▸ EXERCISE DETAILS:
Which lines in the data below contain the word "expiry"? Copy each of them.

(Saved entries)
PR #8601, opened 2021-01-18
Feature: Replace std/boost::bind() with lambdas

### LINKED ISSUE #7006: Replace boost/std::bind with C++11 lambdas

Yonas-net:
resolves #7006 

closes #7206

### DIFF
--- a/lib/base/application.cpp
+++ b/lib/base/application.cpp
@@ -378,7 +378,7 @@ static void ReloadProcessCallback(const ProcessResult& pr)
 {
 	l_Restarting = false;
 
-	std::thread t(std::bind(&ReloadProcessCallbackInternal, pr));
+	std::thread t([pr]() { ReloadProcessCallbackInternal(pr); });
 	t.detach();
 }
 
--- a/lib/base/configobject.cpp
+++ b/lib/base/configobject.cpp
@@ -565,7 +565,7 @@ void ConfigObject::RestoreObjects(const String& filename, int attributeTypes)
 		if (srs != StatusNewItem)
 			continue;
 
-		upq.Enqueue(std::bind(&ConfigObject::RestoreObject, message, attributeTypes));
+		upq.Enqueue([message, attributeTypes]() { RestoreObject(message, attributeTypes); });
 		restored++;
 	}
 
--- a/lib/base/functionwrapper.hpp
+++ b/lib/base/functionwrapper.hpp
@@ -11,8 +11,6 @@
 #include <boost/function_types/function_arity.hpp>
 #include <vector>
 
-using namespace std::placeholders;
-
 namespace icinga
 {
 
@@ -39,7 +37,7 @@ inline std::function<Value (const std::vector<Value>&)> WrapFunction(void (*func
 template<typename Return>
 std::function<Value (const std::vector<Value>&)> WrapFunction(Return (*function)(const std::vector<Value>&))
 {
-	return std::bind(function, _1);
+	return [function](const std::vector<Value>& values) -> Value { return function(values); };
 }
 
 template <std::size_t... Indices>
--- a/lib/base/process.cpp
+++ b/lib/base/process.cpp
@@ -529,7 +529,7 @@ void Process::ThreadInitialize()
 {
 	/* Note to self: Make sure this runs _after_ we've daemonized. */
 	for (int tid = 0; tid < IOTHREADS; tid++) {
-		std::thread t(std::bind(&Process::IOThreadProc, tid));
+		std::thread t([tid]() { IOThreadProc(tid); });
 		t.detach();
 	}
 }
@@ -916,8 +916,14 @@ void Process::Run(const std::function<void(const ProcessResult&)>& callback)
 
 		delete [] args;
 
-		if (callback)
-			Utility::QueueAsyncCallback(std::bind(callback, m_Result));
+		if (callback) {
+			/*
+			 * Explicitly use Process::Ptr to keep the reference counted while the
+			 * callback is active and making it crash safe
+			 */
+			Process::Ptr process(this);
+			Utility::QueueAsyncCallback([this, process, callback]() { callback(m_Result); });
+		}
 
 		return;
 	}
@@ -1128,8 +1134,14 @@ bool Process::DoEvents()
 	}
 	m_ResultCondition.notify_all();
 
-	if (m_Callback)
-		Utility::QueueAsyncCallback(std::bind(m_Callback, m_Result));
+	if (m_Callback) {
+		/*
+		 * Explicitly use Process::Ptr to keep the reference counted while the
+		 * callback is active and making it crash safe
+		 */
+		Process::Ptr process(this);
+		Utility::QueueAsyncCallback([this, process]() { m_Callback(m_Result); });
+	}
 
 	return false;
 }
--- a/lib/compat/compatlogger.cpp
+++ b/lib/compat/compatlogger.cpp
@@ -49,19 +49,28 @@ void CompatLogger::Start(bool runtimeCreated)
 	Log(LogWarning, "CompatLogger")
 		<< "This feature is DEPRECATED and will be removed in future releases. Check the roadmap at https://github.com/Icinga/icinga2/milestones";
 
-	Checkable::OnNewCheckResult.connect(std::bind(&CompatLogger::CheckResultHandler, this, _1, _2));
-	Checkable::OnNotificationSentToUser.connect(std::bind(&CompatLogger::NotificationSentHandler, this, _1, _2, _3, _4, _5, _6, _7, _8));
-	Downtime::OnDowntimeTriggered.connect(std::bind(&CompatLogger::TriggerDowntimeHandler, this, _1));
-	Downtime::OnDowntimeRemoved.connect(std::bind(&CompatLogger::RemoveDowntimeHandler, this, _1));
-	Checkable::OnEventCommandExecuted.connect(std::bind(&CompatLogger::EventCommandHandler, this, _1));
+	Checkable::OnNewCheckResult.connect([this](const Checkable::Ptr& checkable, const CheckResult::Ptr& cr, const MessageOrigin::Ptr&) {
+		CheckResultHandler(checkable, cr);
+	});
+	Checkable::OnNotificationSentToUser.connect([this](const Notification::Ptr& notification, const Checkable::Ptr& checkable,
+		const User::Ptr& user, const NotificationType& type, const CheckResult::Ptr& cr, const String& author,
+		const String& commentText, const String& commandName, const MessageOrigin::Ptr&) {
+		NotificationSentHandler(notification, checkable, user, type, cr, author, commentText, commandName);
+	});
 
-	Checkable::OnFlappingChanged.connect(std::bind(&CompatLogger::FlappingChangedHandler, this, _1));
-	Checkable::OnEnableFlappingChanged.connect(std::bind(&CompatLogger::EnableFlappingChangedHandler, this, _1));
+	Downtime::OnDowntimeTriggered.connect([this](const Downtime::Ptr& downtime) { TriggerDowntimeHandler(downtime); });
+	Downtime::OnDowntimeRemoved.connect([this](const Downtime::Ptr& downtime) { RemoveDowntimeHandler(downtime); });
+	Checkable::OnEventCommandExecuted.connect([this](const Checkable::Ptr& checkable) { EventCommandHandler(checkable); });
 
-	ExternalCommandProcessor::OnNewExternalCommand.connect(std::bind(&CompatLogger::ExternalCommandHandler, this, _2, _3));
+	Checkable::OnFlappingChanged.connect([this](const Checkable::Ptr& checkable, const Value&) { FlappingChangedHandler(checkable); });
+	Checkable::OnEnableFlappingChanged.connect([this](const Checkable::Ptr& checkable, const Value&) { EnableFlappingChangedHandler(checkable); });
+
+	ExternalCommandProcessor::OnNewExternalCommand.connect([this](double, const String& command, const std::vector<String>& arguments) {
+		ExternalCommandHandler(command, arguments);
+	});
 
 	m_RotationTimer = new Timer();
-	m_RotationTimer->OnTimerExpired.connect(std::bind(&CompatLogger::RotationTimerHandler, this));
+	m_RotationTimer->OnTimerExpired.connect([this](const Timer * const&) { RotationTimerHandler(); });
 	m_RotationTimer->Start();
 
 	ReopenFile(false);
--- a/lib/config/configcompiler.cpp
+++ b/lib/config/configcompiler.cpp
@@ -136,8 +136,9 @@ std::unique_ptr<Expression> ConfigCompiler::HandleInclude(const String& relative
 	}
 
 	std::vector<std::unique_ptr<Expression> > expressions;
+	auto funcCallback = [&expressions, zone, package](const String& file) { CollectIncludes(expressions, file, zone, package); };
 
-	if (!Utility::Glob(includePath, std::bind(&ConfigCompiler::CollectIncludes, std::ref(expressions), _1, zone, package), GlobFile) && includePath.FindFirstOf("*?") == String::NPos) {
+	if (!Utility::Glob(includePath, funcCallback, GlobFile) && includePath.FindFirstOf("*?") == String::NPos) {
 		std::ostringstream msgbuf;
 		msgbuf << "Include file '" + path + "' does not exist";
 		BOOST_THROW_EXCEPTION(ScriptError(msgbuf.str(), debuginfo));
@@ -167,7 +168,9 @@ std::unique_ptr<Expression> ConfigCompiler::HandleIncludeRecursive(const String&
 		ppath = relativeBase + "/" + path;
 
 	std::vector<std::unique_ptr<Expression> > expressions;
-	Utility::GlobRecursive(ppath, pattern, std::bind(&ConfigCompiler::CollectIncludes, std::ref(expressions), _1, zone, package), GlobFile);
+	Utility::GlobRecursive(ppath, pattern, [&expressions, zone, package](const String& file) {
+		CollectIncludes(expressions, file, zone, package);
+	}, GlobFile);
 
 	std::unique_ptr<DictExpression> dict{new DictExpression(std::move(expressions))};
 	dict->MakeInline();
@@ -187,7 +190,9 @@ void ConfigCompiler::HandleIncludeZone(const String& relativeBase, const String&
 
 	RegisterZoneDir(tag, ppath, zoneName);
 
-	Utility::GlobRecursive(ppath, pattern, std::bind(&ConfigCompiler::CollectIncludes, std::ref(expressions), _1, zoneName, package), GlobFile);
+	Utility::GlobRecursive(ppath, pattern, [&expressions, zoneName, package](const String& file) {
+		CollectIncludes(expressions, file, zoneName, package);
+	}, GlobFile);
 }
 
 /**
@@ -213,7 +218,10 @@ std::unique_ptr<Expression> ConfigCompiler::HandleIncludeZones(const String& rel
 	}
 
 	std::vector<std::unique_ptr<Expression> > expressions;
-	Utility::Glob(ppath + "/*", std::bind(&ConfigCompiler::HandleIncludeZone, newRelativeBase, tag, _1, pattern, package, std::ref(expressions)), GlobDirectory);
+	Utility::Glob(ppath + "/*", [newRelativeBase, tag, pattern, package, &expressions](const String& path) {
+		HandleIncludeZone(newRelativeBase, tag, path, pattern, package, expressions);
+	}, GlobDirectory);
+
 	return std::unique_ptr<Expression>(new DictExpression(std::move(expressions)));
 }
 
--- a/lib/db_ido/dbevents.cpp
+++ b/lib/db_ido/dbevents.cpp
@@ -18,6 +18,7 @@
 #include "icinga/pluginutility.hpp"
 #include "icinga/icingaapplication.hpp"
 #include <boost/algorithm/string/join.hpp>
+#include <utility>
 
 using namespace icinga;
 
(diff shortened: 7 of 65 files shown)


Al2Klimov (changes requested):
Fix the CI/CD failures.

lib/base/configobject.cpp
```diff
@@ -565,7 +565,7 @@ void ConfigObject::RestoreObjects(const String& filename, int attributeTypes)
 		if (srs != StatusNewItem)
 			continue;
 
-		upq.Enqueue(std::bind(&ConfigObject::RestoreObject, message, attributeTypes));
+		upq.Enqueue([&message, &attributeTypes](){ RestoreObjects(message, attributeTypes); });
```
Al2Klimov, line 568: Are you sure you’re calling the right method?

Al2Klimov, line 568: Explain with your own words what’s the problem with capturing `message` by reference.

Al2Klimov, line 568: Explain with your own words why capturing `attributeTypes` by reference is unnecessary.

Al2Klimov (changes requested):
Add spaces as here: `s/[](){}/[]() {}/`

lib/base/configobject.cpp
Yonas-net: Oh.

Yonas-net: If a lambda function tries to access or modify a local variable captured by reference that is no longer in scope, i.e. that has been destroyed due to stack unwinding, a crash may occur. And if I'm not mistaken this lambda function does exactly that, because the ``message`` variable will certainly be modified and this then lose it's scope and would likely cause a ``segfault`` and while this procedure is repeated over and over again in an infinite for loop without recreating the variable, an unexpected ``Icinga2 crash💥`` is inevitable.

Yonas-net: I don't think it's worth capturing an int data type by reference.

Yonas-net:
Figured out why the CI/CD failed namely I forgot to declare the return type in the function wrapper lambda function forward.

Yonas-net:
And sorry for the force push, i can't make it a ``WIP`` commit unfortunately.

Al2Klimov:
Sure you can. You'll have to squash all of them anyway.

lib/base/configobject.cpp
Al2Klimov: Your first sentence already names it. Have a look for more of such in your PR.

Al2Klimov: Exactly. Have a look for more of such in your PR.

lib/base/application.cpp
```diff
@@ -378,7 +378,7 @@ static void ReloadProcessCallback(const ProcessResult& pr)
 {
 	l_Restarting = false;
 
-	std::thread t(std::bind(&ReloadProcessCallbackInternal, pr));
+	std::thread t([&pr]() { ReloadProcessCallbackInternal(pr); });
```
Al2Klimov, line 381: Explain with your own words what’s the problem with capturing `pr` by reference.

lib/base/functionwrapper.hpp
```diff
@@ -39,7 +39,7 @@ inline std::function<Value (const std::vector<Value>&)> WrapFunction(void (*func
 template<typename Return>
 std::function<Value (const std::vector<Value>&)> WrapFunction(Return (*function)(const std::vector<Value>&))
 {
-	return std::bind(function, _1);
+	return [function](const std::vector<Value>& wrappers) -> Return { return function(wrappers); };
```
Al2Klimov, line 42: Are you sure about the return type `Return`?

Al2Klimov, line 42: Are you sure about the name `wrappers`?

lib/base/process.cpp
```diff
@@ -917,7 +917,7 @@ void Process::Run(const std::function<void(const ProcessResult&)>& callback)
 		delete [] args;
 
 		if (callback)
-			Utility::QueueAsyncCallback(std::bind(callback, m_Result));
+			Utility::QueueAsyncCallback([this, &callback]() { return callback(m_Result); });
```
Al2Klimov, line 920: Explain with your own words both (two) reasons why this will crash.

lib/base/process.cpp
```diff
@@ -1129,7 +1129,7 @@ bool Process::DoEvents()
 	m_ResultCondition.notify_all();
 
 	if (m_Callback)
-		Utility::QueueAsyncCallback(std::bind(m_Callback, m_Result));
+		Utility::QueueAsyncCallback([this]() { return m_Callback(m_Result); });
```
Al2Klimov, line 1132: Explain with your own words why this will crash.

Al2Klimov (changes requested):
Explain with your own words what specifying and not specifying `std::ref` does in `std::bind` context and how to do the same w/ lambdas.

lib/base/application.cpp
Yonas-net: I don't see any problems here, because the parameter is used only once in this function.

Al2Klimov: Are you sure? Have a look what this constructor of std::thread does.

lib/base/functionwrapper.hpp
Yonas-net: Yes, obviously you can see how the function pointer is declared with its return type.

Al2Klimov: Have a look at the return type of WrapFunction. Still sure?

Yonas-net: However, the lambda does not return WrapFunction return type but the one from the function pointer.

Yonas-net: *, you could also take ``Value`` as return type.

Al2Klimov: Yes, _your lambda currently_ returns a `Return`.

Describe WrapFunction's return type with your own words.

Yonas-net: And how about ``callbacks``.

Al2Klimov: > *, you could also take `Value` as return type.

Try that.

Al2Klimov: These aren’t necessarily wrappers or callbacks. Pick a generic name.

lib/base/process.cpp
Yonas-net: I see only one reason here and that is I forgot to declare the return type forward.

lib/base/process.cpp
Yonas-net: Missing forward declared return type.

lib/base/process.cpp
Al2Klimov: Are the things you use in the lambda captured by value or reference?

lib/base/process.cpp
Al2Klimov: Are the things you use in the lambda captured by value or reference?

Yonas-net: Of course by value because I capture the ``this`` keyword and this cannot be captured by reference.

lib/base/process.cpp
Yonas-net: Except the function callback all are  captured by value.

lib/base/process.cpp
Al2Klimov: Ok, _the this pointer_ is captured by value. And m_Result?

lib/base/process.cpp
Al2Klimov: Ok, _at least_ callback is captured by ref. Does this lambda run sync or async?

Yonas-net: According to the name of the method, it is an async callback. Would it be appropriate to make this ``this`` keyword reference counted?

lib/base/process.cpp
Yonas-net: Since I am only accessing the variable using this keyword, I assume it is also by value and not by reference.

> According to the name of the method, it is an async callback. Would it be appropriate to make this `this` keyword reference counted?

Here also the same question?

lib/base/application.cpp
Yonas-net: I think by reference might be a problem here because ``thread`` captures also by const Ref. and that could end fatally if something goes wrong in the lambda.

lib/base/process.cpp
Yonas-net: I think I don't even need to return a value here because ``callback`` is a void pointer.

lib/base/process.cpp
Yonas-net: I think I don't even need to return a value here because ``m_Callback`` a void pointer.

lib/base/process.cpp
Al2Klimov: > Would it be appropriate to make this `this` keyword reference counted?

Despite you need only particular members you can include a ref counter as [here](https://github.com/Icinga/icinga2/blob/5e810f30a79ce7dcbf1520dfdf0635649cb54f71/lib/remote/jsonrpcconnection.cpp#L53-L58). But only if the used members in question won’t be modified anymore at this point (for the sake of thread-safety).

lib/base/process.cpp
Al2Klimov: > Here also the same question?

And [the same](https://github.com/Icinga/icinga2/pull/8601#discussion_r560949093) answers.

lib/base/application.cpp
Al2Klimov: No, because it immediately starts a new thread which holds a reference to `pr` which may or may not exist anymore during usage due to stack unwinding.

Yonas-net:
> Explain with your own words what specifying and not specifying `std::ref` does in `std::bind` context and how to do the same w/ lambdas.

When ``std::bind()`` stores the passed parameters, ``std::decay<T>::type`` is used as the type for each of the parameters. So when a reference is passed a copy is made instead of just storing a reference and that's why you applied ``std::ref()`` before but since I'm using lambda shouldn't be a problem because I captured all the parameters that were bound with ``std::ref()`` by reference.

Al2Klimov:
In short, w/ `std::ref` you capture something by reference, otherwise by value. Have a look at all of your changes and adjust capturing (`&` / no `&`) to how it was with `std::bind` (`std::ref` / no `std::ref`).

lib/db_ido/dbevents.cpp
```diff
@@ -26,49 +27,94 @@ INITIALIZE_ONCE(&DbEvents::StaticInitialize);
...
 	/* History */
-	Comment::OnCommentAdded.connect(std::bind(&DbEvents::AddCommentHistory, _1));
-	Downtime::OnDowntimeAdded.connect(std::bind(&DbEvents::AddDowntimeHistory, _1));
-	Checkable::OnAcknowledgementSet.connect(std::bind(&DbEvents::AddAcknowledgementHistory, _1, _2, _3, _4, _5, _7));
+	Comment::OnCommentAdded.connect([](const Comment::Ptr& comment) {AddCommentHistory(comment); });
+	Downtime::OnDowntimeAdded.connect([](const Downtime::Ptr& downtime) { AddDowntimeHistory(downtime); });
+	Checkable::OnAcknowledgementSet.connect([](const Checkable::Ptr& checkable, const String& author, const String& comment,
+		AcknowledgementType type, bool notify, bool, double, double expiry, const MessageOrigin::Ptr&) {
+		DbEvents::AddAcknowledgementHistory(checkable, author, comment, type, notify, expiry);
+	});
```
Al2Klimov, line 78: Are you sure you correctly preserved _7?

lib/db_ido/dbevents.cpp
```diff
@@ -26,49 +27,94 @@ INITIALIZE_ONCE(&DbEvents::StaticInitialize);
...
 
-	Checkable::OnNotificationSentToAllUsers.connect(std::bind(&DbEvents::AddNotificationHistory, _1, _2, _3, _4, _5, _6, _7));
+	Checkable::OnNotificationSentToAllUsers.connect([](const Notification::Ptr& notification, const Checkable::Ptr& checkable,
+		const std::set<User::Ptr>& users, const NotificationType& type, const CheckResult::Ptr& cr, const String& author,
+		const String& text, const MessageOrigin::Ptr&) {
+		DbEvents::AddNotificationHistory(notification, checkable, users, type, cr, author, text);
+	});
 
-	Checkable::OnStateChange.connect(std::bind(&DbEvents::AddStateChangeHistory, _1, _2, _3));
+	Checkable::OnStateChange.connect([](const Checkable::Ptr& checkable, const CheckResult::Ptr& cr, StateType type,const MessageOrigin::Ptr&) {
```
Al2Klimov, line 86: `s/type,const/type, const/`

lib/notification/notificationcomponent.cpp
```diff
@@ -39,12 +39,14 @@ void NotificationComponent::Start(bool runtimeCreated)
 	Log(LogInformation, "NotificationComponent")
 		<< "'" << GetName() << "' started.";
 
-	Checkable::OnNotificationsRequested.connect(std::bind(&NotificationComponent::SendNotificationsHandler, this, _1,
-		_2, _3, _4, _5));
+	Checkable::OnNotificationsRequested.connect([this](const Checkable::Ptr& checkable, NotificationType type, const CheckResult::Ptr& cr,
+		const String& author, const String& text, const MessageOrigin::Ptr&) {
+		NotificationComponent::SendNotificationsHandler(checkable, type, cr, author, text);
```
Al2Klimov, line 44: What's `NotificationComponent::` for?

Al2Klimov (changes requested):
Have a look at your newly introduced lambda parameter_names and rename them to parameterNames.

lib/compat/compatlogger.cpp
```diff
@@ -49,19 +49,28 @@ void CompatLogger::Start(bool runtimeCreated)
...
-
-	Checkable::OnFlappingChanged.connect(std::bind(&CompatLogger::FlappingChangedHandler, this, _1));
-	Checkable::OnEnableFlappingChanged.connect(std::bind(&CompatLogger::EnableFlappingChangedHandler, this, _1));
-
-	ExternalCommandProcessor::OnNewExternalCommand.connect(std::bind(&CompatLogger::ExternalCommandHandler, this, _2, _3));
+	Checkable::OnNewCheckResult.connect([this](const Checkable::Ptr& checkable, const CheckResult::Ptr& cr, const MessageOrigin::Ptr&) {
+		CheckResultHandler(checkable, cr);
+	});
+	Checkable::OnNotificationSentToUser.connect([this](const Notification::Ptr& notification, const Checkable::Ptr& checkable,
+		const User::Ptr& user, const NotificationType& type, const CheckResult::Ptr& cr, const String& author,
```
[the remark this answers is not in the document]
Yonas-net: Yes, of course.

```cxx
static boost::signals2::signal<void (const Notification::Ptr&, const Checkable::Ptr&, const User::Ptr&,
		const NotificationType&, const CheckResult::Ptr&, const String&, const String&, const String&,
		const MessageOrigin::Ptr&)> OnNotificationSentToUser;
```

lib/config/configcompiler.cpp
```diff
@@ -136,8 +136,9 @@ std::unique_ptr<Expression> ConfigCompiler::HandleInclude(const String& relative
 	}
 
 	std::vector<std::unique_ptr<Expression> > expressions;
+	auto funcCallback = [&expressions, zone, package](const String& file) { CollectIncludes(expressions, file, zone, package); };
```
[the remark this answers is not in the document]
Yonas-net: Because I would have to use the lambda in an if condition and it was a bit confusing.

lib/db_ido/dbevents.cpp
```diff
@@ -26,49 +27,94 @@ INITIALIZE_ONCE(&DbEvents::StaticInitialize);
...
+	});
+	Checkable::OnEnablePerfdataChanged.connect([](const Checkable::Ptr& checkable, const Value&) {
+		DbEvents::EnablePerfdataChangedHandler(checkable);
+	});
+	Checkable::OnEnableFlappingChanged.connect([](const Checkable::Ptr& checkable, const Value&) {
+		DbEvents::EnableFlappingChangedHandler(checkable);
+	});
+
+	Checkable::OnReachabilityChanged.connect([](const Checkable::Ptr& checkable, const CheckResult::Ptr& cr,
+			std::set<Checkable::Ptr> children, const MessageOrigin::Ptr&) {
```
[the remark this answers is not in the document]
Yonas-net: Yes, it is.

```cxx
static boost::signals2::signal<void (const Checkable::Ptr&, const CheckResult::Ptr&, std::set<Checkable::Ptr>, const MessageOrigin::Ptr&)> OnReachabilityChanged;
```

lib/db_ido/dbevents.cpp
Yonas-net: Oh. you are right.

lib/notification/notificationcomponent.cpp
Yonas-net: I forgot to remove it.

lib/config/configcompiler.cpp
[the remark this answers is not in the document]
Al2Klimov: Fine.

lib/base/process.cpp
```diff
@@ -917,8 +917,12 @@ void Process::Run(const std::function<void(const ProcessResult&)>& callback)
 		delete [] args;
 
 		if (callback) {
+		    /*
+		    * Explicitly use Process::Ptr to keep the reference counted while the
+		    * callback is active and making it crash safe
+		    */
```
Al2Klimov, line 923: Not perfectly indented.

lib/base/process.cpp
```diff
@@ -1131,6 +1135,10 @@ bool Process::DoEvents()
 	m_ResultCondition.notify_all();
 
 	if (m_Callback) {
+	    /*
+		 * Explicitly use Process::Ptr to keep the reference counted while the
+		 * callback is active and making it crash safe
+		 */
```
Al2Klimov, line 1141: Not perfectly indented.

Al2Klimov (changes requested):

Al2Klimov (approved):

julianbrost (changes requested):
Quite a few times the functions already have the matching signature, is it really needed to wrap them in a lambda?

There are a few places where `using namespace std::placeholders;` is done in the code base. This should no longer be needed with this PR. Can you remove these and check for compiler errors?

I hope I haven't missed anything, but reviewing this probably is quite error-prone. Can we do any meaningful testing on this other than compiling and running the tests?

Yonas-net:
All your requests regarding capturing by reference I had implemented them previously in exactly the same way but @Al2Klimov pointed out to me [(#8 comment)](https://github.com/Icinga/icinga2/pull/8601#issuecomment-763678084) that I should capture parameters by ref that were also captured with ``std::bind()`` by ref.

lib/db_ido/dbevents.cpp
```diff
@@ -26,49 +27,94 @@ INITIALIZE_ONCE(&DbEvents::StaticInitialize);
...
-
-	Checkable::OnReachabilityChanged.connect(std::bind(&DbEvents::ReachabilityChangedHandler, _1, _2, _3));
+	Comment::OnCommentAdded.connect([](const Comment::Ptr& comment) { AddComment(comment); });
+	Comment::OnCommentRemoved.connect([](const Comment::Ptr& comment) { RemoveComment(comment); });
+	Downtime::OnDowntimeAdded.connect([](const Downtime::Ptr& downtime) { AddDowntime(downtime); });
+	Downtime::OnDowntimeRemoved.connect([](const Downtime::Ptr& downtime) { RemoveDowntime(downtime); });
+	Downtime::OnDowntimeTriggered.connect([](const Downtime::Ptr& downtime) { TriggerDowntime(downtime); });
+	Checkable::OnAcknowledgementSet.connect([](const Checkable::Ptr& checkable, const String&, const String&,
+		AcknowledgementType type, bool, bool, double, double, const MessageOrigin::Ptr&) {
+		DbEvents::AddAcknowledgement(checkable, type);
```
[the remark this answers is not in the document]
Yonas-net: Yes, I could but I wanted to stick to the already implemented lambda styles. E.g. like here if this keyword is not captured then the prefix is appended so you can track it quickly.

https://github.com/Icinga/icinga2/blob/32cae11175cac4cb80d4c828faa450701c79b852/lib/icingadb/icingadb-objects.cpp#L109-L115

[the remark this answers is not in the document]
julianbrost: Ok, but then it should also be added to the preceding 5 lambdas as they don't capture `this` either.

julianbrost:
Great that now both of us have spent time looking into where you could additionally capture by reference. But fine if @Al2Klimov wants to keep references exactly like they are at the moment.

Al2Klimov:
I’m fine with improvements as long as they won’t cause SEGVs.

julianbrost:
Most of these where I commented, the variable is passed to a function taking a const reference and the lambda is evaluated on the local thread.

julianbrost (changes requested):
Most changes look good, but please take care of the CI build failures.

Yonas-net:
Need your help here, don't know exactly what the problem is here. I performed the tests locally and couldn't find any error.

```powershell
[...]
103/109 Test #103: base-remote_url/illegal_legal_strings ...................................   Passed    0.06 sec
        Start 104: livestatus-livestatus/hosts
104/109 Test #104: livestatus-livestatus/hosts .............................................   Passed    1.22 sec
        Start 105: livestatus-livestatus/services
105/109 Test #105: livestatus-livestatus/services ..........................................   Passed    0.09 sec
        Start 106: icinga_checkable-icinga_checkable_flapping/host_not_flapping
106/109 Test #106: icinga_checkable-icinga_checkable_flapping/host_not_flapping ............   Passed    1.18 sec
        Start 107: icinga_checkable-icinga_checkable_flapping/host_flapping
107/109 Test #107: icinga_checkable-icinga_checkable_flapping/host_flapping ................   Passed    0.08 sec
        Start 108: icinga_checkable-icinga_checkable_flapping/host_flapping_recover
108/109 Test #108: icinga_checkable-icinga_checkable_flapping/host_flapping_recover ........   Passed    0.08 sec
        Start 109: icinga_checkable-icinga_checkable_flapping/host_flapping_docs_example
109/109 Test #109: icinga_checkable-icinga_checkable_flapping/host_flapping_docs_example ...   Passed    0.07 sec

100% tests passed, 0 tests failed out of 109

Total Test time (real) =  29.55 sec
```

Al2Klimov:
@N-o-X Any updates on https://git.icinga.com/packaging/rpm-icinga2/-/merge_requests/19 ?

julianbrost (commented):
LGTM, @Al2Klimov do you want to take another look? Otherwise, please squash the commits, @Yonas-net

Al2Klimov (changes requested):
Squash your commits, but don’t rebase on the current master!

▸ ANSWER TO THIS TASK:
+		AcknowledgementType type, bool notify, bool, double, double expiry, const MessageOrigin::Ptr&) {
+		DbEvents::AddAcknowledgementHistory(checkable, author, comment, type, notify, expiry);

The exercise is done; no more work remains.